With an utterance the Son of God invites us to join Him. To trust him for uncertain days, and to love Him no matter what, while He does the same. He is my safety net — He is my backup plan.
And it’s a good thing too, because I really don’t think the two minute conversation with Jon Acuff went very well. My goal: to let him know I found his book, Do Over, helpful. Especially after reading it over and over again. I also wanted to tell him it inspired me to blog and do things I didn’t feel confident to do like Instagram (or Latergram), depending on the day. But nope! I didn’t say any of those things. What I did say, was that I would give his daughter 365 days of sugar-packed Pudding Snacks if she so wanted them. Ehhhh??? Slurp.
Let me just recap my random ramblings. Jon Acuff had shared with the audience earlier that day, the concerns of his young daughter. A letter in which she described — to Mrs. Michelle Obama no less — her inability to swallow even one more carrot from her health-packed school lunch. Her plight so desperate, she not only wanted pudding, she neeeeeeded pudding. I’ve definitely had days like that.

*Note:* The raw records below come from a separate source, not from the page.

PR #4763, opened 2024-09-03
Improve colorscheme ux

lanzhenw:

- Added validation to ColorScheme class, so users can get error message instantly when argument input is not valid. 
- Improve the colorscheme documentation
- Improve UX of setting colorscale and mask target colors in the UI by pruning invalid values
- Fixed a bug of creating continuous colors from unsorted colorscale list
- Segmentation: the intTarget is no longer limited between 1 and 255. It can be any non-negative integer

example:
Screenshot 2024-09-04 at 6 40 49 PM

(Details)

        notes for FiftyOne users.

-   [ ] Other

## Summary by CodeRabbit

- **New Features**
	- Added `color_by` parameter to dynamically adjust color schemes based on dataset values.
	- Introduced enhanced input validation and error handling for user inputs in various components.
	- Improved flexibility of color scale definitions in the `Colorscale` component.
	- Updated user interface to clarify requirements for custom colorscales.
	- Removed input limits in several components, allowing for a broader range of user inputs.

- **Bug Fixes**
	- Improved clarity and usability of color scheme configuration by specifying constraints and formatting requirements.

- **Documentation**
	- Enhanced user guide with detailed notes on configuring color schemes, including updates on the `default_colorscale` and removal of redundant notes.


lanzhenw:
@coderabbitai review

docs/source/user_guide/app.rst
```diff
@@ -1056,6 +1056,16 @@ You can also programmatically configure a session's color scheme by creating
     Refer to the |ColorScheme| class for documentation of the available
     customization options.
 
+.. note::
+
+    For maskTargetsColors, intTarget must be an integer between 1 and 255.
```
brimoor, line 1061: Can we instead update the frontend to allow targets > 255? The backend should support it and that was the intent as the user could have more than 255 classes in their dataset

docs/source/user_guide/app.rst
```diff
@@ -1056,6 +1056,16 @@ You can also programmatically configure a session's color scheme by creating
...
     customization options.
 
+.. note::
+
+    For maskTargetsColors, intTarget must be an integer between 1 and 255. 
+    Do not set color for intTarget 0, as it is reserved. 
+
+.. note::
+
+    For colorscales, the list of colors must be sorted by value in ascending
```
brimoor, line 1066: Can we instead update the frontend so it sorts by `value`? Should be a simple improvement right?

brimoor (changes requested):

docs/source/user_guide/app.rst
lanzhenw: Yeah, I would remove the FE constraints on > 255. Will only prune 0 and negative number.

docs/source/user_guide/app.rst
lanzhenw: The FE already does it, but I can put the sort in the get_colormap code. And will add more validation to the class to let users know if input is not valid.

brimoor: Okay great, definite +1 to adding the sorting logic to `get_colormap()`.

docs/source/user_guide/app.rst
brimoor: To clarify, are you proposing the following?
- Add validation when saving color schemes so that invalid things like negative/0 will raise an error?
- If, for some reason, bad data got into a color scheme, ignore it in the frontend? IE ignore negative/0 values?

lanzhenw: The confusion is mostly from SDK users, so I am proposing to: 
- add validation methods when we initiate the `ColorScheme` Class, so when a user enter bad input in the python SDK, they can see error messages immediately.
- in the FE, do not allow new bad inputs. For existing bad inputs, still display the value as is, but display a small warning text.

docs/source/user_guide/app.rst
lanzhenw: Just tested with all types of inputs. Plotly now already handle unsorted list and more than rgb colors. We don't need to change any code. I will remove this note from documentation.

fiftyone/core/odm/dataset.py
```diff
@@ -315,6 +316,137 @@ def _id(self):
     def _id(self, value):
         self.id = str(value)
 
+    def _validate(self):
```
brimoor, line 319: @lanzhenw I changed this to a private `_validate()` method because if we were to implement it as `clean()`, it would cause it to become impossible to load an existing dataset that happens to have an invalid color scheme.

The only backwards compatible thing I can think of to do is to tell users to call `dataset.app_config.color_scheme._validate()` if they want to know if their color scheme is valid or not.

fiftyone/core/odm/dataset.py
```diff
@@ -250,14 +251,18 @@ class ColorScheme(EmbeddedDocument):
...
         default_mask_targets_colors (None): a list of dicts with the following
             keys specifying index and color for 2D masks of the dataset. If a
             field does not have field specific mask targets colors, this list
             will be used:
 
-            -   ``intTarget``: integer target value
+            -   ``intTarget``: an integer target value
             -   ``color``: a color string
+
+            Note that the pixel value ``0`` is a reserved "background" class
```
brimoor, line 264: @lanzhenw if this is not already the case, can you update the frontend so that if maskTargets are provided that contain `target=0`, it will simply ignore the value rather than crashing?

Here's how this is documented for `Segmentation` fields:
Screenshot 2024-09-11 at 11 26 35 PM

Note that it doesn't say that `target=0` is not allowed. It just says that this is a special value that is always rendered as invisible in the App, which means that if the user provided `0: "background"` in their mask targets, then they won't see `background` in the tooltip when hovering over 0 pixels in the App.

The consistent behavior for color schemes would be to silently ignore a color if it is provided for pixel value 0.

brimoor (approved):
The backend aspects of this LGTM to me now, but I need to defer to @benjaminpkane for review of the frontend aspects.

Also seeking confirmation from @lanzhenw that the App will indeed gracefully ignore `target=0` mask targets if provided.

app/packages/core/src/components/ColorModal/colorPalette/Colorscale.tsx
```diff
@@ -284,5 +293,5 @@ export default Colorscale;
 
 const validateFloat = (n: number) => {
```
benjaminpkane, line 294: nit: this is more specific than float validation, I believe `validateUnitInterval` may be an apt name

app/packages/core/src/components/ColorModal/controls/ManualColorScaleList.tsx
```diff
@@ -148,6 +148,10 @@ const ManualColorScaleList: React.FC<ManualColorScaleListProp> = ({
     [input, values, onSyncUpdate]
   );
 
+  const onValidateNumber = useCallback((value: number | string) => {
```
benjaminpkane, line 151: Similar to above
```suggestion
  const onValidateUnitInterval = useCallback((value: number | string) => {
```

app/packages/core/src/components/Common/Input.tsx
```diff
@@ -150,58 +156,87 @@ export const NumberInput = React.memo(
       const theme = useTheme();
       color = color ?? theme.primary.plainColor;
       const display = [null, undefined].includes(value) ? "" : Number(value);
+      const [error, setError] = useState<string | null>(null);
+      let errorMsg: string[] | string = [];
+      if (min || min === 0) {
```
benjaminpkane, line 161:
```suggestion
      if (min >= 0) {
```

app/packages/core/src/components/Common/Input.tsx
```diff
@@ -150,58 +156,87 @@ export const NumberInput = React.memo(
...
+        errorMsg.push(`Min: ${min}.`);
+      }
+      if (max || max === 0) {
```
benjaminpkane, line 164:
```suggestion
      if (max >= 0) {
```

app/packages/core/src/components/Common/Input.tsx
lanzhenw: This is meant to be used for all number types (not just positive numbers). I will change to `typeof(min) == 'number` to be more concise.

fiftyone/core/odm/dataset.py
lanzhenw: It's currently not the case. App crashes when intTarget 0 color is set. Working on it.

app/packages/core/src/components/ColorModal/colorPalette/GlobalColorscale.tsx
```diff
@@ -77,6 +77,14 @@ const GlobalColorscale: React.FC = () => {
...
           (a, b) => (a.value as number) - (b.value as number)
         );
+        // a valid list must include 0 and 1
+        // if not, we will insert the missing value
+        if (list[0].value !== 0) {
+          list.unshift({ value: 0, color: list[0].color });
+        }
+        if (list[list.length - 1].value !== 1) {
+          list.push({ value: 1, color: list[list.length - 1].color });
+        }
```
benjaminpkane, line 87: Nice!

benjaminpkane (approved):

That’s why, when it was my turn for quick witted words, all I could think about was the huge frowny face his daughter had artfully penciled on the page. And pudding! Lots and lots of it.
The author so polite while nonsense about pudding spewed from my lips. Slurp. Did Jon Acuff, in his right mind, question my mommy skills, business savvy and overall good judgment? I’m not sure if he did — but I did. I think I mentioned his book and my blog progress. I think I also mentioned the need for him to sign into my blog, incognito-like, as Juanita, if he ever happened to leave a comment. What??? Somebody please stop me!
And I ask you, where is my brain jotted down on a paper bag when I need it most? Even now, playing the conversation back in my head doesn’t begin to soften the blow. Or erase the subliminal message of, “Awwwwkward.” I mean, really? I was a mom-pushing pudding snacks, for goodness sakes!!! I might as well have mentioned I could also fix him up with high fructose pixy sticks that would rot his child’s teeth out quick and easy like. Yes, the whole two minute conversation went different than I’d pictured in my mind. Way different. But now that I’ve had time since then to stand in another line and think. I think next time — I’ll pack the paper bag. I may even slip in a pudding snack or two. Because you never know when you might neeeeed it. Slurp. Slurp.
If God had a paper bag with words written on the outside. Words for you—and you alone. What would those words say? What does he want you to know? A paper bag sits in front of me, a reminder of what God is telling my heart today…Trust Me More.